-- EXERCISE --
All of the entries below are to be repeated word for word.

-- SUPPLIED DATA --
PR #120, opened 2021-08-16
Feature - IJ-185 Surveys

IeuanSkinner:
This PR encompasses the work I've done to get surveys into the platform and appearing under the 'My Voice' section of the site.

**Seed Changes:** To run the seed you need a new config variable 'SURVEY_RESPONSES' which can be set to either true or false. If false the survey will be created without any programatically generated responses whereas if set to true the responses will be created 1 per user.

This work consists of an update to the user side of this journey to inlcude the submittable survey when they click on 'My Voice' on the dashboard. Note: If the user has only 1 survey available then they will be taken directly to it when they click this button, if they no or many available surveys they will be taken to the surveys index.

Survey as seen on desktop:

Screenshot 2021-08-16 at 09 08 30

Survey as seen on mobile:

Screenshot 2021-08-16 at 09 08 46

-- RESPONSE AREA --
PR #120, opened 2021-08-16
Feature - IJ-185 Surveys

IeuanSkinner:
This PR encompasses the work I've done to get surveys into the platform and appearing under the 'My Voice' section of the site.

**Seed Changes:** To run the seed you need a new config variable 'SURVEY_RESPONSES' which can be set to either true or false. If false the survey will be created without any programatically generated responses whereas if set to true the responses will be created 1 per user.

This work consists of an update to the user side of this journey to inlcude the submittable survey when they click on 'My Voice' on the dashboard. Note: If the user has only 1 survey available then they will be taken directly to it when they click this button, if they no or many available surveys they will be taken to the surveys index.

Survey as seen on desktop:

Screenshot 2021-08-16 at 09 08 30

Survey as seen on mobile:

Screenshot 2021-08-16 at 09 08 46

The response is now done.